Linear Background

Holotron-12B


Introducing Holotron-12B - A High Throughput Model for the Age of Computer Use Agents


We're thrilled to release Holotron-12B, a multimodal computer-use model from H Company. Post-trained from the open NVIDIA Nemotron-Nano-2 VL model on H Company’s proprietary data mixture, Holotron-12B is the result of a close collaboration between our research labs to engineer a new type of model optimized primarily for scale and performance in production.

H Company is part of the NVIDIA Inception Program.

The model is now available on Hugging Face.

Why We Built Holotron-12B?

Most multimodal models today optimize primarily for static vision or following instructions. Holotron-12B, just like our Holo2 model, however, has a different goal: serving as a policy model for computer-use agents that must perceive, decide, and act efficiently in interactive environments.

With Holotron-12B, we wanted to create a model that could efficiently and effectively scale in production while handling long contexts with multiple images, and still perform well on agent benchmarks. The NVIDIA Nemotron model offered a strong foundation on the inference side, and by developing Holotron-12B we've demonstrated how much more the model can accomplish with further training.

High Throughput Inference with a Hybrid SSM Architecture

Holotron-12B's significant leap in inference efficiency is made possible by its foundational Nemotron architecture, which utilizes a hybrid State-Space Model (SSM) and attention mechanism. Unlike purely transformer-based models, this design is optimized for high-throughput serving. State-space models offer superior scalability for long-context inference by avoiding the quadratic computation cost associated with the full attention mechanism, particularly benefiting agentic workloads involving multiple images and lengthy interaction histories. In terms of inference, the main contribution of an SSM is its dramatically reduced memory-footprint: while vanilla attention stores K and V activations per token and layer (the notorious KV Cache), SSMs are a linear recurrent model, storing only a constant state per layer per generated sequence, independent of the length of the sequence.

When evaluated on the WebVoyager Benchmark, the model excels using a real-world multimodal agentic workload featuring long context, multiple high-resolution images, and a high request concurrency of 100 benchmark workers. Running on a single H100 GPU and using vLLM with the latest SSM optimizations (v0.14.1), Holotron-12B achieved an over 2x higher throughput compared to Holo2-8B. This makes Holotron-12B an attractive choice for throughput-bound workloads, such as data generation, annotation, and online reinforcement learning.


In a controlled experiment setup (see figure 2), Holotron-12B continues to scale efficiently as concurrency increases, with total token throughput rising steadily to 8.9k tokens/s at a max concurrency of 100. In contrast, the total token throughput of Holo2-8B plateaus much more quickly at 5.1k tokens/s. This behaviour highlights a key strength of the Nemotron architecture, namely more effective and efficient VRAM utilization, and smaller overall memory footprint, which allows much larger effective batch sizes on the same hardware. Even at large batch sizes, Holotron-12B maintains strong throughput.

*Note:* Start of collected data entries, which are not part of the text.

PR #689, opened 2023-05-30
SONARIAC-846 Convert JSON to Minimal ARM AST Model: Refactor ArmParser

rudy-regazzoni-sonarsource:
Some modifications:
- moved most codes from ArmParser to ArmBaseConverter (base converter class with all basic general converter methods), ResourceDeclarationConverter, ParameterDeclarationConverter and OutputDeclarationConverter)
- did some modifications to ParameterDeclarationConverter: some methods were changed due to previous ticket SONARIAC-840 based on the same logic that was present in this method, changed the call to those new methods

### DIFF
--- a/iac-extensions/arm/src/main/java/org/sonar/iac/arm/parser/ArmBaseConverter.java
+++ b/iac-extensions/arm/src/main/java/org/sonar/iac/arm/parser/ArmBaseConverter.java
@@ -23,6 +23,7 @@ import java.util.ArrayList;
 import java.util.List;
 import java.util.Map;
 import java.util.Optional;
+import java.util.function.Predicate;
 import java.util.stream.Collectors;
 import javax.annotation.CheckForNull;
 import javax.annotation.Nullable;
@@ -50,6 +51,7 @@ import org.sonar.iac.common.extension.visitors.InputFileContext;
 import org.sonar.iac.common.yaml.tree.MappingTree;
 import org.sonar.iac.common.yaml.tree.ScalarTree;
 import org.sonar.iac.common.yaml.tree.SequenceTree;
+import org.sonar.iac.common.yaml.tree.TupleTree;
 import org.sonar.iac.common.yaml.tree.YamlTree;
 import org.sonar.iac.common.yaml.tree.YamlTreeMetadata;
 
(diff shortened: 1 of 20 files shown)


iac-extensions/arm/src/test/java/org/sonar/iac/arm/tree/api/PropertyValueAssert.java
nils-werner-sonarsource, line 1: I'm not happy to have such a specific custom assertion. 
I wonder, why we have assertions for a single kind. They are super-specific and will probably never be used somewhere else. IMO it is only creating overhead. I would be okay with an assertion like `isKind(ArmTree.Kind kind)`.
The only specific assertion is `hasValue(String value)` which is okay to have in such a class. The `isKind()` would make more sense in a generic `ArmTreeAssertion` class.

iac-extensions/arm/src/test/java/org/sonar/iac/arm/tree/api/PropertyValueAssert.java
```diff
@@ -0,0 +1,58 @@
...
+
+  public PropertyValueAssert hasValue(String value) {
+    Assertions.assertThat(((Expression) actual).value()).isEqualTo(value);
+    return this;
+  }
+
+  public PropertyValueAssert hasRange(int startLine, int startLineOffset, int endLine, int endLineOffset) {
+    TextRangeAssert.assertThat(actual.textRange()).hasRange(startLine, startLineOffset, endLine, endLineOffset);
+    return this;
+  }
```
nils-werner-sonarsource, line 57: IMO it would make sense to move such an assertion to a common custom assertion class since this method is given via the `HasTextRange` interface. So having this in a dedicated common class would allow other tests even in other extensions to make use of it.

iac-extensions/arm/src/main/java/org/sonar/iac/arm/parser/ArmBaseConverter.java
```diff
@@ -0,0 +1,200 @@
...
+  // Cast methods
+  public MappingTree toMappingTree(YamlTree tree) {
+    if (!(tree instanceof MappingTree)) {
+      throw new ParseException("Expected MappingTree, got " + tree.getClass().getSimpleName(), new BasicTextPointer(tree.metadata().textRange()), null);
+    }
+    return (MappingTree) tree;
+  }
+
+  public Expression toExpression(PropertyValue propertyValue) {
+    throwErrorIfUnexpectedType("toExpression", ArmTree.Kind.EXPRESSION, propertyValue);
```
nils-werner-sonarsource, line 173: Any kind of Exception and Log message should start with an upper case.

iac-extensions/arm/src/test/java/org/sonar/iac/arm/tree/api/PropertyValueAssert.java
rudy-regazzoni-sonarsource: Thanks for your comment.
I created [a ticket](https://sonarsource.atlassian.net/browse/SONARIAC-848) to handle this separately.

Training and Evaluating Holotron-12B

Holotron-12B was trained in two stages. We started from Nemotron-Nano-12B-v2-VL-BF16, a multimodal base model published by NVIDIA. We then performed supervised fine-tuning on H Company’s proprietary localization and navigation data mixture, focusing on screen understanding, grounding, and UI-level interactions.

The final checkpoint was trained on approximately 14 billion tokens.

Agent Benchmarks

On computer-use and navigation benchmarks, Holotron-12B shows strong improvements over the Nemotron base model and strong performance with established agent models. Its WebVoyager performance increased from 35.1% to 80.5%, exceeding Holo2-8B’s performance on the benchmark and illustrating the model’s ability to perform effectively in an agentic setting.


Localization Benchmarks

Holotron-12B also improves substantially over the base Nemotron model on localization and grounding benchmarks such as OS-World-G, GroundUI, and WebClick.


Conclusion

Holotron-12B demonstrates that the NVIDIA Nemotron VL model provides a strong foundation for real-world multimodal agents when paired with the right training setup and infrastructure work.

The model offers strong agent performance, significantly improved inference throughput, and a clear path for future improvements, particularly around higher-resolution vision training.

We look forward to seeing what others build with Holotron-12B. The model and checkpoints are available now on Hugging Face under an NVIDIA Open Model License.

What’s next: Scaling the Future of Agentic Intelligence with Nemotron 3 Omni

NVIDIA announced today the release of Nemotron 3 Omni. Building on the success of Holotron-12B, we are preparing to post-train this next generation of multimodal models. By leveraging the enhanced hybrid SSM-Attention and MoE architectural foundations of the Nemotron 3 family, we aim to deliver even greater leaps in reasoning capabilities and multimodal precision with the newly announced Nemotron 3 Omni. As this evolution pushes Holotron beyond research and into a commercial application, it will provide enterprises with the high-throughput, low-latency performance required for massive-scale autonomous "computer use" deployments.